Все это, были мощные средства, которыми партия, правительство и лично тов. Сталин определяли сознание молодого послереволюционного поколения. Ведь не могли же мы не согласиться с тем, чему нас учили в школе (ведь это внушали нам и родители в семье), что нужно помогать бедным и слабым, защищать их от посягательств и эксплуатации богатыми и сильными, и бороться за права угнетенных во всем мире. Это были самоочевидные истины. Октябрьская революция, внушали нам, свергла власть эксплуататорских классов в России и установила власть и равенство трудящихся. В то же время, как учит тов. Сталин, период построения социализма в одной стране идет рука об руку с обострением классовой борьбы. Остатки недобитых эксплуататорских классов ведут ожесточенную борьбу против достижений революции и стремятся к реставрации капитализма. В этих условиях террор против них есть законная защитная мера партии и государства, охраняющая завоевания трудового народа.
Все это не могло не оставить следа в душах молодых людей и так возникал парадокс двойственности сознания молодого советского человека. С одной стороны я видел жестокость и бесчеловечность режима и морально эти стороны советской действительности отталкивали меня, с другой стороны власть сохраняла значительную долю легитимности. Сказал же ведь Ленин (его авторитет оставался силен): «Учение Маркса всесильно, потому что оно верно!» И разве не доказали Маркс и Энгельс теоретически, что история, хотим ли мы этого или нет, ведет на основе объективных и незыблемых законов экономики к неизбежной исторической победе коммунизма? Разве возглавленная Лениным и Сталиным революция не доказала на практике того же? Не значит ли это, что на их стороне правда? Это была типично русская постановка вопроса. Моя мальчишеская душа раздиралась противоречиями, и только я сам мог преодолеть их. Я должен был научиться думать, действовать и жить не по чужой указке, а по своему уму, т. е. добиться того, чему всегда противодействовали все властители мира, кто бы они ни были.

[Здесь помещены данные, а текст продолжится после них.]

PR #1559, opened 2018-01-20
Added support for Resonate.is

### LINKED ISSUE #1558: Support Resonate.is
### Expected behavior

Support scrobbling for the Resonate streaming service.

Sample URLs
   https://beta.resonate.is/  (Unified player)
   https://resonate.is/album/138/ugress-it_came_from_beyond_eternal_september/

I will happily fund a Resonate account for any developer that wants to take this on.

inverse:
Resolves #1558

Should we add a test? It's a private site so how will that be handled?

### DIFF
--- a/src/connectors/resonate.js
+++ b/src/connectors/resonate.js
@@ -1,6 +1,5 @@
 'use strict';
 
-
 if (location.host.startsWith('beta3')) {
 	Connector.playerSelector = '#player';
 
@@ -11,7 +10,7 @@ if (location.host.startsWith('beta3')) {
 	Connector.durationSelector = '.playlist-item--playing .duration';
 
 	Connector.getTrackArt = () => {
-		return $('.player-artwork > div').css('background-image').replace('url(','').replace(')','').replace(/\"/gi, "");
+		return $('.player-artwork > div').css('background-image').replace('url(', '').replace(')', '').replace(/"/gi, '');
 	};
 
 	Connector.trackArtSelector = '.current-cover';
--- a/src/connectors/resonate.js
+++ b/src/connectors/resonate.js
@@ -10,13 +10,10 @@ if (location.host.startsWith('beta3')) {
 	Connector.durationSelector = '.playlist-item--playing .duration';
 
 	Connector.getTrackArt = () => {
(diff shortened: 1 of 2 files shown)


inverse:
Not sure why the build is failing - I didnt touch that file :(

src/connectors/resonate.js
```diff
@@ -0,0 +1,36 @@
...
+	Connector.playerSelector = '#player';
+
+	Connector.artistSelector = '#player .metas a';
+
+	Connector.trackSelector = '#player .name';
+
+	Connector.durationSelector = '.playlist-item--playing .duration';
+
+	Connector.getTrackArt = () => {
+		return $('.player-artwork > div').css('background-image').replace('url(', '').replace(')', '').replace(/"/gi, '');
```
alexesprit: This code could probably replaced by `Util.extractUrlFromCssProperty` function.

src/connectors/resonate.js
```diff
@@ -0,0 +1,36 @@
...
+	};
+
+	Connector.trackArtSelector = '.current-cover';
```
alexesprit: This property and another one below won't be used because of overriden `Connector.getTrackArt` function.

inverse: good catch!

lindner:
Looks like beta3 has been promoted to beta.  (That was fast...)

@peteratomic - can you confirm that this is going to stay this way?

lindner:
Also it would be nice if the Album Title was available in the DOM for use.

peteratomic:
Looks like Augustin is a few days ahead of schedule! Yes I think the address will stay the same until we go out of beta status.

inverse:
So shall I remove the beta3 routing and make this the normal flow? 

- Having album title in the dOM would a be a nice thing
- Also having the current duration would make scrobbling nicer, although not required

lindner:
Hi folks, the resonate devs have added the album data into the DOM.  Here's an example:

<div class="flex items-end w-100">
<span class="track-name truncate b pv1">Lung Breathers</span>
<span class="track-album truncate pv1 pl1 f7">Coolboy</span></div>

inverse:
@lindner  Updated

lindner:
Changes LGTM

lindner:
LGTM == Looks Good to Me.

PR #1561, opened 2018-01-23
Remove genre with 【 】 from YouTube

MajorWorkAlot:
Old xKito videos still have those weird brackets. I have been using this change locally for about a year now.


alexesprit:
Could you add a test in `tests/core/util.js` for this case?

MajorWorkAlot:
I am not sure how things like this should be handled. I didn't think about it doing the change.
[【genre】] Artist - Track
【[genre]】 Artist - Track

PR #1570, opened 2018-02-05
Adapted "deutschlandfunknova" connector after site changes

carpet-berlin:


src/connectors/deutschlandfunknova.js
```diff
@@ -1,18 +1,22 @@
...
-Connector.playerSelector = '.player__main';
+Connector.playerSelector = 'div.player.desktop';
 
-Connector.artistTrackSelector = 'span.title--title';
+Connector.artistTrackSelector = '.playing-title';
 
 Connector.getArtistTrack = () => {
 	let text = $(Connector.artistTrackSelector).text();
-	let m = text.match(/"(.*)" von (.*)/);
+	let m = text.match(/"(.*?)" von (.*?)\u2003\u00B7\u2003/);
```
inverse: You really need those chars exactly? Wouldn't `.*` be better?

carpet-berlin: The title info is available as ticker text only, like that:
"Title" von Artist · "Title" von Artist · "Title" von Artist
where the separator (' · ') is formed by the special unicode chars (em space, middle dot, em space).
As everything is contained more than once in one line, I think the easiest solution is to use the ungreedy modifier.

inverse: Ahhh - Okays that makes sense :+1:

PR #1594, opened 2018-03-08
Add connector for KEXP Radio (Seattle 90.3FM)

goldenapples:
Adds a basic connector configuration for KEXP web radio player
(https://kexp.org).

### DIFF
--- a/src/connectors/kexp.js
+++ b/src/connectors/kexp.js
@@ -1,0 +1,7 @@
+'use strict';
+
+Connector.isPlaying = () => $( '.Player--streamPlaying' ).hasClass( 'Player--playing' );
+
+Connector.playerSelector = '.Player-meta';
+Connector.artistTrackSelector = '.Player-title';
+Connector.albumSelector = '.Player-album';
--- a/src/core/connectors.js
+++ b/src/core/connectors.js
@@ -1177,5 +1177,9 @@ define(function() {
 		label: 'HQ Radio',
 		matches: ['*://hqradio.ru/*'],
 		js: ['connectors/hqradio.js'],
+	}, {
+		label: 'KEXP Radio',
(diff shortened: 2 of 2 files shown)


src/connectors/kexp.js
```diff
@@ -0,0 +1,7 @@
+'use strict';
+
+Connector.isPlaying = () => $( '.Player--streamPlaying' ).hasClass( 'Player--playing' );
+
+Connector.playerSelector = '.Player-meta';
```
inverse: Would't `.Player` make more sense? I couldn't see this element...

src/connectors/kexp.js
```diff
@@ -0,0 +1,7 @@
+'use strict';
+
+Connector.isPlaying = () => $( '.Player--streamPlaying' ).hasClass( 'Player--playing' );
```
inverse: Could we remove redundant spaces around selector?

goldenapples:
Thanks for the quick feedback! I've updated the PR. I wasn't able to run the tests locally, but I think the spec I added should pass...

inverse:
@alexesprit are you able to run tests? Did the new project structure break the functional tests? I get errors too from this end :cry:

alexesprit:
@goldenapples please add the `*://www.kexp.org/` pattern to the URL match list. The connector works fine, though.

goldenapples:
Thanks @alexesprit I've added the www. subdomain to the pattern, as well as added patterns without a trailing slash after the domain name, to catch any possible URLs on the website that can play the radio. Thanks again for the quick review!

jtojnar:
Could you publish a new release including this, please?

jtojnar:
Will the Firefox version be released as well?

PR #1626, opened 2018-05-15
Add Radio Rocks connector

dmmat:
url: https://www.radioroks.ua/player/


dmmat:
Song change not auto detect, but triggered if change volume

src/core/connectors.js
```diff
@@ -1181,5 +1181,17 @@ define(function() {
 		label: 'KEXP Radio',
 		matches: ['*://kexp.org', '*://www.kexp.org', '*://kexp.org/*', '*://www.kexp.org/*'],
 		js: ['connectors/kexp.js'],
+	}, {
+		label: 'Radio Rocks',
+		matches: [
```
inverse: Would `www.radioroks.ua/player/*` be enough? For me I am always seeing www redirection and would cover further channels.

dmmat: I try, no effect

Арест моего отца обострил мое духовное и умственное, хотя еще очень несовершенное, зрение. Я вскоре убедился, что «ежовые рукавицы» и «меч пролетарского правосудия» были орудиями чудовища, которое, руководствуясь инстинктами уничтожения и власти, вырывало у моих одноклассников отцов. И не только у простых смертных, как в моем случае, но и в семьях ответственных партийных и хозяйственных работников, как у Лили Коган и Жени Генкиной.
Не могу здесь не отметить такта и предупредительности со стороны учителей и школьных товарищей. Никто из них ни разу не намекнул нам, что мы дети «врагов народа». Доброжелательность преподавателей, в том числе директора школы — латышки (члена компартии и пациентки моей мамы) Анны Яковлевны Вольф и открыто дружественные отношения с товарищами оставались неизменными вплоть до окончания школы в мае 1941 года.
Эти проявления порядочности в личных отношениях еще ярче оттеняли безличную жестокость и принципиальную бесчеловечность системы, которые не могла смягчить в нашем сознании бессовестная лживость вездесущей пропаганды.
Ко времени возвращения моего отца из тюрьмы, я был уже твердо убежден, что настоящий враг и есть сталинский большевистский режим. И с этим режимом необходимо бороться не на жизнь, а на смерть. Этот окончательный для меня вывод был еще главным решением сердца. Объективность законов экономики и истории еще не ставилась мной под сомнение в ранний период поисков ответов на мучившие меня вопросы. Для этого у меня еще не было необходимой подготовки и знаний. Вывод ума пришел позже. Но в выборе между человеком и незыблемыми законами экономики и истории, я сделал выбор в пользу человека. Ум мой позже подтвердил правильность моего первоначального выбора. Экономика, объявленная главным движущим фактором истории и регулятором общественных отношений, оказывается в любых ее политических ипостасях лжебогом, требующим для себя человеческих жертвоприношений. Логика сердца, как учил Паскаль, оказывается часто вернее логики рассудка.